Für Regisseurin Alica Buddenberg war es „eine Frage der historischen Verschiebung“. Was 15 Jahre nach Kriegsende als große Provokation empfunden wurde, nämlich die gesellschaftlichen Verwerfungen, Doppelmoral und Religionskritik, all diese Zeitbezüge fehlten hier. Denn fast 60 Jahre nach seiner Entstehung erreicht die Kritik an Gesellschaft und Kirche, die Böll mit Hilfe seines Romans übte, die Menschen nicht mehr. Die angesprochenen Tabus sind längst keine mehr. Die Art der Trauung und Erziehung der Kinder dürfte kein Hindernis für eine Beziehung mehr sein, selbst wenn sie wie Marie streng katholisch ist und er sehr wohl seine moralischen Werte, aber nichts mit Religion am Hut hat.
In der anschließenden Publikumsdiskussion versuchte die Regisseurin ihre Beweggründe deutlich zu machen. Erstaunlich viele Zuschauer von Bayer Kultur waren geblieben, weil sie Erklärung suchten oder ihrer Kritik am Drehbuch Luft machen wollten. Was blieb, ist der Mensch Hans Schnier, dem es den Boden unter den Füßen wegzog, als er von Marie verlassen wurde. Sprachlos und verstummt steht er gefühlte drei Minuten vor dem Publikum, bevor er seinen ersten Satz ausstößt: „Ich bin kein Trinker“. Aber genau das ist sein Problem, nur mit Alkohol kann er das Leben noch ertragen, und damit geht es im Job als Clown rasant bergab. Bernd Braun spielte diesen tragischen Komiker überzeugend und anrührend mit einer fast apathischen Ruhe, als sei das Leben schon aus ihm gewichen. Eine Stunde lang hingen ihm die Zuschauer an den Lippen und litten mit.

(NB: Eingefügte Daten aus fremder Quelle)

PR #3410, opened 2026-06-22
[Integration][GitHub] Add enrichWithFirstCommit flag for deployment lead time

dennis-quabynah-bilson:
# Description

**What** — Adds an opt-in `enrichWithFirstCommit` selector flag to the GitHub `deployment` kind. When enabled, each deployment is enriched under `__firstCommit` with the earliest commit shipped since the previous deployment to the same environment (`__sha`, `__timestamp` in UTC, `__commitCount`).

**Why** — Enables the DORA *Lead Time for Changes* metric, computed as `created_at - __firstCommit.__timestamp`.

**How** — A new selector field on `GithubDeploymentSelector` (`integration.py`) flows through `ListDeploymentsOptions` (`options.py`) and `resync_deployments` (`main.py`) into the deployment exporter (`deployment_exporter.py`), which compares against the previous deployment to the same environment. Defaults to `false`; when on, it adds one extra API call per deployment.

## Type of change

## Screenshots
image
image

- [x] Added example raw data / mapping / expected result and unit tests for the new enrichment
- [ ] Docs PR link [here](#)

### Preflight checklist

- [x] Handled rate limiting
- [x] Handled pagination
- [x] Support Multi account


integrations/github/github/core/exporters/deployment_exporter.py
```diff
@@ -42,19 +56,158 @@ async def get_paginated_resources[
...
+                logger.info(
+                    f"Fetched batch of {len(deployments)} deployments from repository {repo_name} from {organization}"
+                )
+                yield [
+                    enrich_with_organization(
+                        enrich_with_repository(deployment, cast(str, repo_name)),
+                        organization,
+                    )
+                    for deployment in deployments
+                ]
```
omby8888: this can be moved to function as it's duplicated later

integrations/github/github/core/exporters/deployment_exporter.py
```diff
@@ -42,19 +56,158 @@ async def get_paginated_resources[
...
+            return
+
+        buffered: list[dict[str, Any]] = []
```
omby8888: why do we save the deployments batch into an outer variable? i dont see where it's being used outside of this loop

integrations/github/github/core/exporters/deployment_exporter.py
```diff
@@ -42,19 +56,158 @@ async def get_paginated_resources[
...
+        organization: str,
+        repo_name: str,
+        deployment: dict[str, Any],
+        predecessor_sha: Optional[str],
+        semaphore: asyncio.Semaphore,
+    ) -> dict[str, Any]:
+        async with semaphore:
+            return await self._attach_first_commit(
+                organization, repo_name, deployment, predecessor_sha
+            )
```
omby8888: this can be replaced entirely by `semaphore_async_iterator` from port_ocean.utils.async_iterators at the task level

integrations/github/github/core/exporters/deployment_exporter.py
```diff
@@ -42,19 +56,158 @@ async def get_paginated_resources[
...
+                    timestamped,
+                    key=lambda commit: _parse_timestamp(
+                        commit["commit"]["committer"]["date"]
+                    ),
+                )
+                return {
+                    **earliest,
+                    "__sha": earliest.get("sha"),
+                    "__timestamp": earliest["commit"]["committer"]["date"],
+                    "__commitCount": comparison.get("total_commits") or len(commits),
```
omby8888: what does this means in this context of the first commit? think it should be in the outer deployment raw data directly no?

integrations/github/github/core/exporters/deployment_exporter.py
```diff
@@ -42,19 +56,158 @@ async def get_paginated_resources[
...
+                for commit in commits
+                if ((commit.get("commit") or {}).get("committer") or {}).get("date")
             ]
-            yield batch
+            if timestamped:
+                earliest = min(
+                    timestamped,
+                    key=lambda commit: _parse_timestamp(
+                        commit["commit"]["committer"]["date"]
+                    ),
```
omby8888: this would be misleading in case the timestamp is not parsable to datetime as u return max datetime in that case, i don't think u can safely determine the first commit in that case so i would skip setting it for a deployment with that case

integrations/github/github/core/exporters/deployment_exporter.py
```diff
@@ -42,19 +56,158 @@ async def get_paginated_resources[
...
+                self.client, organization, repo_name, predecessor_sha, deployment_sha
+            )
+            commits = comparison.get("commits") or []
+            timestamped = [
+                commit
+                for commit in commits
+                if ((commit.get("commit") or {}).get("committer") or {}).get("date")
             ]
-            yield batch
+            if timestamped:
```
omby8888:
```suggestion
            if len(timestamped):
```

integrations/github/github/core/exporters/deployment_exporter.py
```diff
@@ -42,19 +56,158 @@ async def get_paginated_resources[
...
+        if predecessor_sha and predecessor_sha != deployment_sha:
+            comparison = await fetch_commit_diff(
+                self.client, organization, repo_name, predecessor_sha, deployment_sha
+            )
+            commits = comparison.get("commits") or []
+            timestamped = [
+                commit
+                for commit in commits
+                if ((commit.get("commit") or {}).get("committer") or {}).get("date")
             ]
```
omby8888:
```suggestion
            commits = [
                commit
                for commit in comparison.get("commits", [])
                if commit.get("commit", {}).get("committer", {}).get("date")
            ]
```

integrations/github/github/core/exporters/deployment_exporter.py
```diff
@@ -1,16 +1,30 @@
...
+from collections import defaultdict
+from datetime import datetime, timezone
+from typing import cast, Any, Optional
 from github.clients.http.rest_client import GithubRestClient
 from github.core.exporters.abstract_exporter import AbstractGithubExporter
 from github.helpers.utils import (
     enrich_with_repository,
     parse_github_options,
     enrich_with_organization,
+    fetch_commit_diff,
```
omby8888, line 10: shouldn't it be imported from utils?

integrations/github/github/core/exporters/deployment_exporter.py
```diff
@@ -42,19 +56,158 @@ async def get_paginated_resources[
...
+        if committer.get("date"):
+            return {
+                **commit,
+                "__sha": commit.get("sha") or deployment_sha,
+                "__timestamp": committer["date"],
+                "__commitCount": 1,
+            }
+        return None
+
+    async def _get_commit(
```
omby8888: this should be moved to utils as it could be relevant in other places

integrations/github/github/core/exporters/deployment_exporter.py
```diff
@@ -42,19 +56,158 @@ async def get_paginated_resources[
...
+
+        commit = await self._get_commit(organization, repo_name, deployment_sha)
+        committer = (commit.get("commit") or {}).get("committer") or {}
+        if committer.get("date"):
+            return {
+                **commit,
+                "__sha": commit.get("sha") or deployment_sha,
+                "__timestamp": committer["date"],
+                "__commitCount": 1,
+            }
```
omby8888: should be unified in one place rather than being duplicated

omby8888 (changes requested):
Nice work!

integrations/github/github/core/exporters/deployment_exporter.py
dennis-quabynah-bilson: I buffered the repo's deployments, group by environment, and sort by created_at so the pairing is correct regardless of page boundaries or response order. It only buffers when the opt-in flag is on; the default path still streams page-by-page.

integrations/github/github/core/exporters/deployment_exporter.py
```diff
@@ -31,30 +63,158 @@ async def get_resource[
...
                     organization,
+                    repo,
+                    deployment,
+                    predecessor_sha,
+                ),
+            )
+            for deployment, predecessor_sha in self._pair_predecessors(buffered)
+        ]
+        async for enriched in stream_async_iterators_tasks(*streams):
+            yield enriched
```
omby8888: shouldn't this whole block be indented under the self.client.send_paginated_request(endpoint, params) iteration? that's what i meant also with the buffered variable, we don't use it imo

dennis-quabynah-bilson: Oh I see what you meant

quabynah-bilson: The block can't move under the `send_paginated_request` loop without breaking correctness. We page at `PAGE_SIZE = 100`, and pairing is per-environment by `created_at` (`_pair_predecessors`), so a deployment's predecessor can sit on a *later* page — enriching per-batch would mis-pair every deployment at a page boundary (the predecessor resolves to `None` and we fall back to a single-commit count). Buffering the full set first is what makes the pairing page-order-independent; it's covered by `test_first_commit_pairs_predecessor_regardless_of_order`, and I added `test_first_commit_pairs_predecessor_across_pages` (predecessor delivered on a second page) to lock that in.

I did tighten the readability though: the loose `buffered` accumulator is now a single comprehension, and the enrichment moved into `_stream_first_commit_enrichment`, so there's no stray outer variable hanging around.

omby8888 (approved):
LGTM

Dieser Hans hätte auch Heinrich Böll gefallen müssen, obwohl er rund 40 Jahre älter ist als die Roman-Figur. Diesen Altersunterschied glaubhaft zu übertragen war für Braun ebenso entscheidend wie die veränderte historische Situation, sagte er im Nachgespräch. Über das Gesellschaftspolitische hinaus sei das eine „normale Geschichte über einen Menschen, der den Partner verloren hat“. Eine Studie über das Scheitern nannte es Theater-Referent Reiner Ernst Ohle, der die Diskussion moderierte und mit Pfarrer Detlev Prößdorf auch einen Vertreter der Kirche eingeladen hatte, die in der Produktion des Theaters Bonn keine entscheidende Rolle mehr spielt. Prößdorfs Fazit aus der Inszenierung: Alle Menschen, die scheitern, brauchen ein Gegenüber, das zuhört. Das wäre auch Aufgabe der Kirche, aber vor allem eine Botschaft an jeden Einzelnen.